YOUR INSTRUCTIONS:
Only some lines are wanted. Transcribe, exactly, the lines below from the line with "error // optional" up to and including the line with "func decodeUserJSON[T any](r".

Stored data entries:
══════════════════════════════

PR #9489, opened 2025-03-04
server/internal/registry: reintroduce pruning on model deletion

bmizerany:
This reintroduces aggressive pruning on model deletion as a temporary
measure until a more controlled garbage collection (GC) mechanism is
implemented.

Issues with the current approach:

1. Users may accidentally delete a model (`ollama rm llama3.3` instead
   of `ollama rm llama3.2`), requiring a full re-download unless another
   model references the same blobs.

2. Users may assume a deleted model is still referenced elsewhere, but
   due to prior updates or deletions, the references no longer exist,
   leading to unnecessary re-downloads.

Soon, we should implement a structured GC mechanism to retain
unreferenced blobs for a configurable period before removal, which will
run on "ollama rm" and other commands we deem appropriate.

Users that want to immediately remove unreferenced blobs can use a new
prune command that will allow them to specify the age and class of blobs
to remove.

Example usage:

    # Run basic blob GC
    $ ollama prune

    # Remove unreferenced blobs older than 7 days
    $ ollama prune --age 7d

    # Remove all blobs, referenced or not, older than 7 days (and their manifests?)
    $ ollama prune --age 7d --all

    # Remove all unreferenced blobs immediately
    $ ollama prune --age 0 --all

    # Remove all blobs
    $ ollama prune --age 0 --all

This should provide a safer and more predictable cleanup process.

### DIFF
--- a/server/internal/registry/server.go
+++ b/server/internal/registry/server.go
@@ -31,6 +31,10 @@ type Local struct {
 	// Fallback, if set, is used to handle requests that are not handled by
 	// this handler.
 	Fallback http.Handler
+
+	// Prune, if set, is called to prune the local disk cache after a model
+	// is deleted.
+	Prune func() error // optional
 }
 
 // serverError is like ollama.Error, but with a Status field for the HTTP
@@ -204,7 +208,10 @@ func (s *Local) handleDelete(_ http.ResponseWriter, r *http.Request) error {
 	if !ok {
 		return &serverError{404, "not_found", "model not found"}
 	}
-	return nil
+	if s.Prune == nil {
+		return nil
+	}
+	return s.Prune()
 }
 
 func decodeUserJSON[T any](r io.Reader) (T, error) {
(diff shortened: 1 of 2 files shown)


jmorganca (approved):
Works great!

bmizerany:
> Works great!

"Great" isn't the term I would use, but it does work as it did.

swoorr:
## Release Timeline Question

Thank you for this PR - the `ollama prune` command is exactly what users need to handle orphaned partial downloads. However, I noticed that while this was merged on Mar 4, 2025, the command is still not available in the current released version.

**Status Check:**
```bash
$ ollama prune
Error: unknown command "prune" for "ollama"
```

**Questions:**
1. Which version/release will include this feature?
2. When is the expected release date?
3. Is there a way users can build from the main branch in the meantime to access this critical cleanup functionality?

This is blocking real users who are losing significant storage space (10-17GB+) on partial downloads. Related issue: #14177

Thanks for working on this important feature!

══════════════════════════════

SOLVED PROBLEM:
+	Prune func() error // optional
 }
 
 // serverError is like ollama.Error, but with a Status field for the HTTP
@@ -204,7 +208,10 @@ func (s *Local) handleDelete(_ http.ResponseWriter, r *http.Request) error {
 	if !ok {
 		return &serverError{404, "not_found", "model not found"}
 	}
-	return nil
+	if s.Prune == nil {
+		return nil
+	}
+	return s.Prune()
 }
 
 func decodeUserJSON[T any](r io.Reader) (T, error) {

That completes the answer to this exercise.